Start of INFORMATION SUPPLIED

PR #3109, opened 2022-07-25
One More Once: Signing Retry Algorithm

beaushinkle:
This PR adds a `EvaluateRetryParticipantsForSigning` function in the new `pkg/ecdsa` package which takes in a list of chain addresses, and returns a subset of those chain addresses subject to a random seed and retry count number. 

We plan on using such a function each time a signing event fails for any reason (time out, malformed signature, etc), in order to randomly select a minimum subset of operators capable of producing a valid signature, thereby avoiding as many malicious operators as possible.

In a near future PR, we'll get a sister function, `EvaluateRetryParticipantsForKeyGeneration` that has a similar API, but is geared for... key generation :)

tagging @lukasz-zimnoch for review


pkg/ecdsa/retry_test.go
```diff
@@ -0,0 +1,106 @@
...
+		t.Error("The seed did not affect the subset generation. All subsets were the same.")
+	}
+}
+
+func invariants(groupMembers []chain.Address, subset []chain.Address, quantity uint, t *testing.T) {
+	isSubset(groupMembers, subset, t)
+	isStable(groupMembers, subset, quantity, t)
+	isLargeEnough(subset, quantity, t)
+	affectedBySeed(groupMembers, subset, quantity, t)
+	affectedByRetryCount(groupMembers, quantity, t)
```
beaushinkle, line 87: What do you think about this testing structure? If you like it, I can add more test cases!

lukasz-zimnoch: Very explanatory, I like it! I will have some minor comments regarding naming but will post them separately.

pkg/ecdsa/retry.go
```diff
@@ -0,0 +1,62 @@
...
+
+func (ba byAddress) Len() int           { return len(ba) }
+func (ba byAddress) Swap(i, j int)      { ba[i], ba[j] = ba[j], ba[i] }
+func (ba byAddress) Less(i, j int) bool { return ba[i] < ba[j] }
+
+func EvaluateRetryParticipantsForSigning(
+	groupMembers []chain.Address,
+	seed int64,
+	retryCount uint,
+	quantity uint,
```
lukasz-zimnoch, line 21: Looks vague at the first sight, maybe we can rename it to, for example, `retryParticipantsCount`?

pkg/ecdsa/retry.go
```diff
@@ -0,0 +1,62 @@
...
+) ([]chain.Address, error) {
+	if int(quantity) > len(groupMembers) {
+		return nil, fmt.Errorf(
+			"Asked for too many seats. %d seats were requested, but there are only %d available.",
```
lukasz-zimnoch, line 25: We typically start the error message with a lowercase due to the error wrapping. Also, we put format parameters into square braces:
```suggestion
			"asked for too many seats. [%d] seats were requested, but there are only [%d] available.",
```

pkg/ecdsa/retry.go
```diff
@@ -0,0 +1,62 @@
...
+			len(groupMembers),
+		)
+	}
+	operatorToSeatCount := make(map[chain.Address]uint)
+	for _, operator := range groupMembers {
+		operatorToSeatCount[operator]++
+	}
+	rand.Seed(seed + int64(retryCount))
+
+	operators := make(byAddress, len(operatorToSeatCount))
```
lukasz-zimnoch, line 36: The `byAddress` type is a comparator and should not be used to denote types:
```suggestion
	operators := make([]chain.Address, len(operatorToSeatCount))
```

pkg/ecdsa/retry.go
```diff
@@ -0,0 +1,62 @@
...
+	i := 0
+	for operator := range operatorToSeatCount {
+		operators[i] = operator
+		i++
+	}
+	sort.Sort(operators)
```
lukasz-zimnoch, line 42: You can apply the comparator this way:
```suggestion
	sort.Sort(byAddress(operators))
```

pkg/ecdsa/retry.go
```diff
@@ -0,0 +1,62 @@
...
+	"github.com/keep-network/keep-core/pkg/chain"
+)
+
+type byAddress []chain.Address
+
+func (ba byAddress) Len() int           { return len(ba) }
+func (ba byAddress) Swap(i, j int)      { ba[i], ba[j] = ba[j], ba[i] }
+func (ba byAddress) Less(i, j int) bool { return ba[i] < ba[j] }
+
+func EvaluateRetryParticipantsForSigning(
```
lukasz-zimnoch, line 17: Turns out that we are able to determine members who were inactive during the given attempt of DKG. Since inactivity will be much more common than actual malice, I'm wondering whether we can use the inactivity information during the retry algorithm somehow in order to increase the success rate. Any thoughts about that?

pkg/ecdsa/retry_test.go
```diff
@@ -0,0 +1,106 @@
...
+		memberMap[operator] = struct{}{}
+	}
+	for _, operator := range subset {
+		if _, ok := memberMap[operator]; !ok {
+			t.Errorf("Subset member [%s] is not in the operator group.", operator)
+		}
+	}
+}
+
+func testEq(a, b []chain.Address) bool {
```
lukasz-zimnoch, line 22: You can do the same using the built-in `reflect.DeepEqual` function.

pkg/ecdsa/retry_test.go
```diff
@@ -0,0 +1,106 @@
+package ecdsa
```
lukasz-zimnoch, line 1: Can we reorder functions in that file? Typical structure is:
```
//Actual test scenarios
TestABC() { ... }
TestXYZ() { ... }

// Helpers 
func initializeABC() { ... }
```

pkg/ecdsa/retry_test.go
```diff
@@ -0,0 +1,106 @@
...
+	for retryCount := uint(1); retryCount < 30 && allTheSame; retryCount++ {
+		newSubset, _ := EvaluateRetryParticipantsForSigning(groupMembers, int64(72312), retryCount, quantity)
+		allTheSame = allTheSame && testEq(subset, newSubset)
+	}
+	if allTheSame {
+		t.Error("The seed did not affect the subset generation. All subsets were the same.")
+	}
+}
+
+func invariants(groupMembers []chain.Address, subset []chain.Address, quantity uint, t *testing.T) {
```
lukasz-zimnoch, line 82: s/invariants/assertInvariants?

lukasz-zimnoch, line 82: Can we put the `t *testing.T` parameter as the first one? This way we make it clear that function can steer the test execution.

pkg/ecdsa/retry_test.go
lukasz-zimnoch, line 1: Can we add a scenario covering the unhappy path when `int(quantity) > len(groupMembers)`?

pkg/ecdsa/retry.go
```diff
@@ -0,0 +1,62 @@
...
+	groupMembers []chain.Address,
+	seed int64,
```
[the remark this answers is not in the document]
beaushinkle: > This is the same seed as the one used for DKG?

`EvaluateRetryParticipantsForSigning` will need a different seed for each message, and I envision the seed as being the `keccak` of the message. I'll add that to the docstring!

pkg/ecdsa/retry_test.go
beaushinkle: I was reading on https://stackoverflow.com/questions/15311969/checking-the-equality-of-two-slices that a `testEq` method like what I wrote is *wildly* faster than `reflect.DeepEqual`, though if we don't care, I don't care! It's test code, so it's not like it has to be performant

pkg/ecdsa/retry.go
beaushinkle: > due to the error wrapping

ahhh makes a bunch of sense

pkg/ecdsa/retry.go
beaushinkle: just to be clear - this PR is about signing; the follow up will be about keygen!

If you have explicit inactivity information, here's what I would suggest (for both dkg and signing).

Step 1) exclude inactive participants and try to make it work. loop until the previous run failed but had full participation
Step 2) start using the retry algorithm from this PR on the participating operators. if operators start becoming inactive, go back to Step 1.

pkg/ecdsa/retry.go
```diff
@@ -0,0 +1,62 @@
+package ecdsa
```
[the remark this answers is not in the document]
beaushinkle: 41decc31ea6714ff74acf342821d2d29c2a27187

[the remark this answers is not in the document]
beaushinkle: [41decc3](https://github.com/keep-network/keep-core/pull/3109/commits/41decc31ea6714ff74acf342821d2d29c2a27187)

pkg/ecdsa/retry.go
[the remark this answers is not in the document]
beaushinkle: [5a186f2](https://github.com/keep-network/keep-core/pull/3109/commits/5a186f2e1f50326d85b19848616588eb4c4d8282)

pkg/ecdsa/retry.go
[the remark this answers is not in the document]
beaushinkle: [5a186f2](https://github.com/keep-network/keep-core/pull/3109/commits/5a186f2e1f50326d85b19848616588eb4c4d8282)

pkg/ecdsa/retry.go
beaushinkle: [f5040e1](https://github.com/keep-network/keep-core/pull/3109/commits/f5040e1b63d7f44cf9ed88aeb7f08813c1a2ea20)

pkg/ecdsa/retry.go
```diff
@@ -0,0 +1,62 @@
...
+type byAddress []chain.Address
+
+func (ba byAddress) Len() int           { return len(ba) }
+func (ba byAddress) Swap(i, j int)      { ba[i], ba[j] = ba[j], ba[i] }
+func (ba byAddress) Less(i, j int) bool { return ba[i] < ba[j] }
+
+func EvaluateRetryParticipantsForSigning(
+	groupMembers []chain.Address,
+	seed int64,
+	retryCount uint,
```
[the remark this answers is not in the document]
beaushinkle: [9fd11dd6](https://github.com/keep-network/keep-core/pull/3109/commits/9fd11dd6768b4a3605fda124004542dd95ff83a0)

pkg/ecdsa/retry.go
beaushinkle: [efc919723efa5b3cf9081bf691c916d102590e99](https://github.com/keep-network/keep-core/pull/3109/commits/efc919723efa5b3cf9081bf691c916d102590e99)

pkg/ecdsa/retry.go
beaushinkle: [c68a994](https://github.com/keep-network/keep-core/pull/3109/commits/c68a994e6559aea4344ca18b1655f86c619dfed3
)

pkg/ecdsa/retry.go
beaushinkle: [c68a994](https://github.com/keep-network/keep-core/pull/3109/commits/c68a994e6559aea4344ca18b1655f86c619dfed3
)

pkg/ecdsa/retry_test.go
beaushinkle: [6309ed9](https://github.com/keep-network/keep-core/pull/3109/commits/6309ed935475873a8886891e77b35327e040ba93
)

pkg/ecdsa/retry_test.go
beaushinkle: [460c495](https://github.com/keep-network/keep-core/pull/3109/commits/460c495327b77664374955ad6acfc26dff0ca2c6
)

beaushinkle: [e8df085](https://github.com/keep-network/keep-core/pull/3109/commits/e8df085d39bfcca930a4f9ae2a3863237f8ac5e6
)

pkg/ecdsa/retry_test.go
beaushinkle: [0b2fb77](https://github.com/keep-network/keep-core/pull/3109/commits/0b2fb77e7f41b5ecfbb1a957cb94b3955f884412
)

pkg/ecdsa/retry.go
lukasz-zimnoch: Makes sense!

pkg/ecdsa/retry_test.go
lukasz-zimnoch: Up to you! I'm good with both.

pkg/ecdsa/retry/retry_test.go
```diff
@@ -0,0 +1,136 @@
+package retry
```
lukasz-zimnoch, line 1: Just a last comment and I'm ready to merge: we did `s/quantity/retryParticipantsCount` though we still use `quantity` here. Can we align?

pkg/ecdsa/retry_test.go
beaushinkle:
```
== testEq ==
❯ go test
PASS
ok  	github.com/keep-network/keep-core/pkg/ecdsa/retry	0.097s

== reflect.DeepEqual ==
~/keep-core/pkg/ecdsa/retry retry-signing
❯ go test
PASS
ok  	github.com/keep-network/keep-core/pkg/ecdsa/retry	0.113s
```

`0.016s` is not worth the extra lines of code. Changing!

beaushinkle: [7feb73e](https://github.com/keep-network/keep-core/pull/3109/commits/7feb73ef2c3edbf07cfb313a8edc362fc41131b9
)

pkg/ecdsa/retry/retry_test.go
beaushinkle: [d7726da](https://github.com/keep-network/keep-core/pull/3109/commits/d7726da2eb70a3058c269a48fa0d8bbf10ac1187
)

beaushinkle: good catch!

lukasz-zimnoch (approved):

PR #3061, opened 2022-07-06
Görli contracts deployment

nkuba:
Görli became a recommended test network after Ropsten's deprecation notice ([link](https://blog.ethereum.org/2022/06/21/testnet-deprecation/)).

In this PR we update deployment scripts and configuration to support Görli.

The contracts were already deployed to Görli:
`@keep-network/random-beacon@2.0.0-goerli.0`
`@keep-network/ecdsa@2.0.0-goerli.0`

PR #3111, opened 2022-07-25
Support multiple accounts for hardhat test network

nkuba:
We want to be able to configure private keys to multiple accounts for
example on goerli network to be able to run initialization scripts.
With this change we expect the environment property to define one or
more private keys separated with a comma (`,`).

The change is made also to the variable name, to better reflect the
meaning.


solidity/random-beacon/hardhat.config.ts
```diff
@@ -94,8 +94,8 @@ const config: HardhatUserConfig = {
     ropsten: {
       url: process.env.CHAIN_API_URL || "",
       chainId: 3,
-      accounts: process.env.CONTRACT_OWNER_ACCOUNT_PRIVATE_KEY
-        ? [process.env.CONTRACT_OWNER_ACCOUNT_PRIVATE_KEY]
+      accounts: process.env.ACCOUNTS_PRIVATE_KEYS
+        ? process.env.ACCOUNTS_PRIVATE_KEYS.split(",")
```
michalinacienciala, line 98: If we change the name of this property, we should also update it here:
https://github.com/keep-network/keep-core/blob/144e7698646e5d26e21efaadf79d5a564635ceb7/.github/workflows/contracts-random-beacon.yml#L187

michalinacienciala: Also, don't we need to make similar change to the `solidity/ecdsa/hardhat.config.ts`? Currently in the CI we pass the value of `CONTRACT_OWNER_ACCOUNT_PRIVATE_KEY` in both projects by filling it with the same GH secret. If we were to provide comma-separated accounts in that secret, with your changes it would work only for the `random-beacon` deploy job.

michalinacienciala (changes requested):
I left two comments.
Other than that - in PR https://github.com/keep-network/keep-core/pull/3061 we replace `ropsten` network config with `goerli` config. I think Git will be able to handle both changes correctly, but it would be good to double check after the merges if everything is at the right place.

solidity/random-beacon/hardhat.config.ts
nkuba: cfefd399429d6d23d9f872d0a0034be295b21fdf

michalinacienciala (approved):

End of INFORMATION SUPPLIED

== PROBLEM TO SOLVE ==
Every line above from the line with "lukasz-zimnoch, line 82: Can" to the line with "beaushinkle: > This", inclusive, must be returned exactly; no other line belongs in the reply.

== EXPECTED ANSWER ==
lukasz-zimnoch, line 82: Can we put the `t *testing.T` parameter as the first one? This way we make it clear that function can steer the test execution.

pkg/ecdsa/retry_test.go
lukasz-zimnoch, line 1: Can we add a scenario covering the unhappy path when `int(quantity) > len(groupMembers)`?

pkg/ecdsa/retry.go
```diff
@@ -0,0 +1,62 @@
...
+	groupMembers []chain.Address,
+	seed int64,
```
[the remark this answers is not in the document]
beaushinkle: > This is the same seed as the one used for DKG?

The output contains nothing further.